At the commencement of this Constitution, every person who has his domicile in the territory of India and--

(a) Who was born in the territory of India; or

(b) either of whose parents was born in the territory of India; or

(c) who has been ordinarily resident in the territory of India for not less than five years immediately preceding such commencement, shall be a citizen of India.

Under this Article, therefore, two things must be proved, namely, that the person has his domicile in the territory of India at the commencement of the Constitution, and secondly one of the things referred to in Clauses (a) or (b) or (c). The second requirement has been satisfied in this case. But the respondent has not proved that he had his domicile in the territory of India at the commencement of the Constitution. He relied on an entry in a School Register, but this relates to the year 1938, because it is stated in the certificate that the respondent left the school on 1st December 1938. The respondent also relied on an entry in the electoral-roll of 1961. The entry relating to the year 1961 is irrelevant for the purpose of Article 5 of the Constitution. The name in the electoral roll is also different. The qualifications to be a voter may be different from the qualifications for acquiring a domicile. The respondent has not relied on any other documentary evidence. Even the oral evidence relied upon by him does not show that he had his domicile in the territory of India at the date of the commencement of the Constitution. Therefore, the respondent has failed to prove one of the requirements of Article 5 of the Constitution, namely, that the respondent had his domicile in the territory of India at the commencement of the Constitution. The respondent has, therefore, failed to prove that he was a citizen of India at the commencement of the Constitution. He has not led any evidence to prove that he was a citizen of India at the time of the prosecution. There cannot be oral evidence on the point of citizenship, although there can be oral evidence as to the place of birth, residence etc.
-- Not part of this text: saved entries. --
Issue #91038, opened 2020-05-12
[Umbrella] scheduler PostFilter extension point


Huang-Wei:
## Background

Per discussion in the [draft design doc](https://docs.google.com/document/d/1lBZOA-vjo2m52242q4dZ1L1W-RrNyr14F63PfQ5YUr8/view) and [brainstorming issue](https://github.com/kubernetes/kubernetes/issues/90025), we've come out with a good shape on how scheduler preemption logic can be refactored into.

I've done some evaluation work and decided to go with the option that introducing a PostFilter extension point, which is called after Filter phase when there is no node can fit in the incoming Pod. And the old preemption logic will be moved as a PostFilter plugin implementation.

Generally we will introduce a `PreemptHandle` interface which embed all needed operations during preemption logic, specifically a `PreemptHandle` interface will include several sub-interfaces/functions:

- `PluginRunner` interface. It's for abstracting calling RunXYZPlugins during plugin runtime
- `PodNominater` interface with internal nominatedMap (which is related with setting/clearing `.spec.NominatedNodeName` as well as managing internal scheduler status
- `Extenders()` function. It's for interacting with registered extenders.

And then the `PreemptHandle` will be instantiated properly, and passed as an arg to `PostFilter()` function.

Below are the items going forward. Hope they can be finished in this (1.19) release cycle.

### Part 1 - prefactor current code to make PostFilter extension point possible

- [x] Refactor preemption extender logic and move SchedulerExtender interface to framework pkg #91037
- [x] Extract logic related with scheduler nominatedPods to an interface #90356
- [x] Add function NominatedPodsForNode to PodNominator interface #90415
- [x] Add Extender and PluginsRunner to PreemptHandle #90711

[...]

PR #92571, opened 2020-06-27
Polish unit tests of defaultpreemptio plugin

Huang-Wei:
**What type of PR is this?**

/kind cleanup
/sig scheduling

The PR polishes preemption unit tests by:

1. Use a standard *Wrapper to construct pod/node.
1. Remove/simplify unnecessary logic in main testing blocks.

Additionally, this PR also adds a test to cover `PostFilter` of defaultpreemption plugin.

(After this PR, there will be a final PR to expose/rename some internal functions to end this series.)

Part of #91038

```release-note
NONE
```


chendave (commented):
haven't went through the details, but seem like there is a typo in the commit message :)
s/defaultpreemptio plugin/defaultpreemption plugin

Huang-Wei:
@chendave yup, thanks for pointing it out. I will amend the commit msg along with other fixups.

pkg/scheduler/framework/plugins/defaultpreemption/default_preemption_test.go
```diff
@@ -226,422 +97,569 @@ func mergeObjs(pod *v1.Pod, pods []*v1.Pod) []runtime.Object {
...
+				},
+			},
 			expectedNumFilterCalled: 5,
 		},
 		{
 			name: "mixed priority pods are preempted, pick later StartTime one when priorities are equal",
 			registerPlugins: []st.RegisterPluginFunc{
-				st.RegisterQueueSortPlugin(queuesort.Name, queuesort.New),
 				st.RegisterPluginAsExtensions(noderesources.FitName, noderesources.NewFit, "Filter", "PreFilter"),
-				st.RegisterBindPlugin(defaultbinder.Name, defaultbinder.New),
```
ahg-g, line 357: why did we need to register bind and queue plugins before?

ahg-g (commented):
would have been easier to review if it was broken into multiple PRs: 1) renaming, 2) wrapping objects 3) adding new test etc.

I did take a look and tried to verify, but can you please confirm that non of the tests changed its expectation? otherwise looks good to me.

Huang-Wei:
@ahg-g Thanks for the review. Apologizing for combining several things together. And yes, there are 3 kinds of changes:

1. renaming - in some places, the word "machine" is renamed to "node" as "machine" always reminds me of a bare metal...
1. wrapping objects - the added wrapper functions are just for simplifying the testing code
1. new test - `TestPostFilter` is newly added, it's a new addition.

So overall, all old testing artifacts are 100% kept and their functions remain unchanged. The addition `TestPostFilter` to cover the path of `PostFilter()`.

pkg/scheduler/framework/plugins/defaultpreemption/default_preemption_test.go
Huang-Wei: As `NewFramework` would report missing mandatory plugins (queuesort or bind):

https://github.com/kubernetes/kubernetes/blob/c53ce48d48372c30053a9b67c6d1dee237b5cd69/pkg/scheduler/framework/runtime/framework.go#L307-L315

PR #92687, opened 2020-07-01
Fixes suggested global-default flow-schema rules

yue9944882:
```release-note
NONE
```

the global-default rules in the suggested configuration are supposed to match all subjects by matching both authenticated and unauthenticated users but the current spec only matches serviceaccount due to oversight. this pull fixes the typo..

note that for now the modification upon mandatory set will be managed/upgrading automatically, however the suggested set doesn't upgrade after creation. i think we should document it somewhere to users how to opt-in the new suggested configurations..

/cc @lavalamp @deads2k @MikeSpreitzer @rngy


MikeSpreitzer (approved):
/LGTM

PR #92692, opened 2020-07-01
fix bug for verify attached volume loop

Pingan2017:
**What type of PR is this?**
/kind bug
/sig storage

for each volume:
https://github.com/kubernetes/kubernetes/blob/a138be8722ebd0ce281029fa747315500a99ffd5/pkg/volume/util/operationexecutor/operation_executor.go#L703-L704
we paased allvolumes each node to func `VerifyVolumesAreAttachedPerNode`
https://github.com/kubernetes/kubernetes/blob/a138be8722ebd0ce281029fa747315500a99ffd5/pkg/volume/util/operationexecutor/operation_executor.go#L758-L760
This will cause each volume to be verified multiple times

Fixes #

```release-note
NONE
```

```docs

```

### DIFF
--- a/pkg/volume/util/operationexecutor/operation_executor.go
+++ b/pkg/volume/util/operationexecutor/operation_executor.go
@@ -700,6 +700,7 @@ func (oe *operationExecutor) VerifyVolumesAreAttached(
 	volumeSpecMapByPlugin := make(map[string]map[*volume.Spec]v1.UniqueVolumeName)
 
 	for node, nodeAttachedVolumes := range attachedVolumes {
+		needIndividualVerifyVolumes := []AttachedVolume{}
 		for _, volumeAttached := range nodeAttachedVolumes {
 			if volumeAttached.VolumeSpec == nil {
 				klog.Errorf("VerifyVolumesAreAttached: nil spec for volume %s", volumeAttached.VolumeName)
@@ -753,12 +754,12 @@ func (oe *operationExecutor) VerifyVolumesAreAttached(
 				volumeSpecMapByPlugin[pluginName] = volumeSpecMap
 				continue
 			}
-
 			// If node doesn't support Bulk volume polling it is best to poll individually
-			nodeError := oe.VerifyVolumesAreAttachedPerNode(nodeAttachedVolumes, node, actualStateOfWorld)
-			if nodeError != nil {
-				klog.Errorf("VerifyVolumesAreAttached failed for volumes %v, node %q with error %v", nodeAttachedVolumes, node, nodeError)
-			}
+			needIndividualVerifyVolumes = append(needIndividualVerifyVolumes, volumeAttached)
+		}
+		nodeError := oe.VerifyVolumesAreAttachedPerNode(needIndividualVerifyVolumes, node, actualStateOfWorld)
+		if nodeError != nil {
+			klog.Errorf("VerifyVolumesAreAttached failed for volumes %v, node %q with error %v", needIndividualVerifyVolumes, node, nodeError)
 		}
 	}
 


Pingan2017:
ping @msau42 @jingxu97 
   Please take a look, Thx!

pkg/volume/util/operationexecutor/operation_executor.go
```diff
@@ -753,12 +754,12 @@ func (oe *operationExecutor) VerifyVolumesAreAttached(
...
 			}
-
 			// If node doesn't support Bulk volume polling it is best to poll individually
-			nodeError := oe.VerifyVolumesAreAttachedPerNode(nodeAttachedVolumes, node, actualStateOfWorld)
-			if nodeError != nil {
-				klog.Errorf("VerifyVolumesAreAttached failed for volumes %v, node %q with error %v", nodeAttachedVolumes, node, nodeError)
-			}
+			needVerifyVolumes = append(needVerifyVolumes, volumeAttached)
+		}
+		nodeError := oe.VerifyVolumesAreAttachedPerNode(needVerifyVolumes, node, actualStateOfWorld)
```
msau42, line 760: Is it possible to have a unit test for this behavior that could count the number of calls and/or the volumes that were checked?

msau42:
@kubernetes/sig-storage-pr-reviews

pkg/volume/util/operationexecutor/operation_executor.go
Pingan2017: Sorry for delay!
I am afraid can not  count the number  with UT.

Pingan2017:
/retest
ping @kubernetes/sig-storage-pr-reviews 
Could someone help review this pr?

pkg/volume/util/operationexecutor/operation_executor.go
```diff
@@ -753,12 +754,12 @@ func (oe *operationExecutor) VerifyVolumesAreAttached(
 				volumeSpecMapByPlugin[pluginName] = volumeSpecMap
 				continue
 			}
-
 			// If node doesn't support Bulk volume polling it is best to poll individually
-			nodeError := oe.VerifyVolumesAreAttachedPerNode(nodeAttachedVolumes, node, actualStateOfWorld)
-			if nodeError != nil {
-				klog.Errorf("VerifyVolumesAreAttached failed for volumes %v, node %q with error %v", nodeAttachedVolumes, node, nodeError)
-			}
+			needVerifyVolumes = append(needVerifyVolumes, volumeAttached)
```
jingxu97, line 758: @Pingan2017 Good Catch! Thank you for fixing it!

Just a nit, how about needIndividualVerifyVolumes to make the name even more clear?

Pingan2017: @jingxu97  Thanks for your suggestion！
I have fixed it.

jingxu97:
@Pingan2017 for unit test, you might check here to see whether it is possible to add some logic to count. https://github.com/kubernetes/kubernetes/blob/master/pkg/volume/testing/testing.go#L1282

It would be nice to have unit test to avoid future changes to break this fix. But I am ok to merge this one first. Could you create an issue to track adding unit test?

/lgtm

Pingan2017:
@jingxu97  Thx!
/assign @saad-ali

Pingan2017:
> @Pingan2017 for unit test, you might check here to see whether it is possible to add some logic to count. https://github.com/kubernetes/kubernetes/blob/master/pkg/volume/testing/testing.go#L1282
> 
> It would be nice to have unit test to avoid future changes to break this fix. But I am ok to merge this one first. Could you create an issue to track adding unit test?
> 
> /lgtm

I will create an issue to track it.
Thanks!

msau42:
I think it's good practice to always include unit tests as much as possible. From a first glance, I think adding one should be doable using existing tests as an example.

Jing mentioned you'll probably need to implement https://github.com/kubernetes/kubernetes/blob/master/pkg/volume/testing/testing.go#L1282

and there are some examples of populating attachedVolumes like here: https://github.com/kubernetes/kubernetes/blob/a1063c924bfbda6e7d24818858e78fa387c93b72/pkg/volume/util/operationexecutor/operation_executor_test.go#L171

We would be happy to help walk you through it in more detail. Thanks!

Pingan2017:
> I think it's good practice to always include unit tests as much as possible. From a first glance, I think adding one should be doable using existing tests as an example.
> 
> Jing mentioned you'll probably need to implement https://github.com/kubernetes/kubernetes/blob/master/pkg/volume/testing/testing.go#L1282
> 
> and there are some examples of populating attachedVolumes like here:
> 
> https://github.com/kubernetes/kubernetes/blob/a1063c924bfbda6e7d24818858e78fa387c93b72/pkg/volume/util/operationexecutor/operation_executor_test.go#L171
> 
> We would be happy to help walk you through it in more detail. Thanks!

I will try to work with this. It's also a good start for me
Thanks!

jingxu97:
want to make sure this fix is merged before code freeze. Open an issue to track adding unit tests. 

/approve

jingxu97:
I think we need to cherrypick the fix

PR #92705, opened 2020-07-01
e2e pod logs: use hierarchical directory structure

### LINKED ISSUE #92622: E2E test: support longer test names
Currently test names are formed by concatenating the ginkgo context's together. The testname is used to create a directory. This creates a limit on the length of the the testname, as most operating systems can only support a filename of up to 255 bytes. This concatenating is done by the logging library (I think)

A way to break up the long test names by ginkgo context.
**Why is this needed**:
This test (https://prow.k8s.io/view/gcs/kubernetes-jenkins/pr-logs/pull/92555/pull-kubernetes-e2e-gce-storage-snapshot/1277695556403073024/) failed on PR #92555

The finding of the lower Court that the respondent has proved that he is not a foreigner is erroneous. The fact that he had over stayed the permit is admitted. As a matter of fact, on the first question we must also consider the statement made by the respondent in the Pakistani Passport that he was a Pakistani citizen. It is true that it is a reputable presumption. But for the reasons already given, the respondent has not proved one of the requirements of Article 5 of the Constitution.

2. I, therefore, hold that the respondent has not proved that he was not a foreigner. The acquittal order is, therefore, wrong and is set aside. The respondent is convicted under Section 14 of the Foreigners Act for contravening the order issued under Section 3 of the said] Act and is sentenced to rigorous imprisonment for six months and a fine of Rs. 200/- (two hundred rupees) in default two months rigorous imprisonment.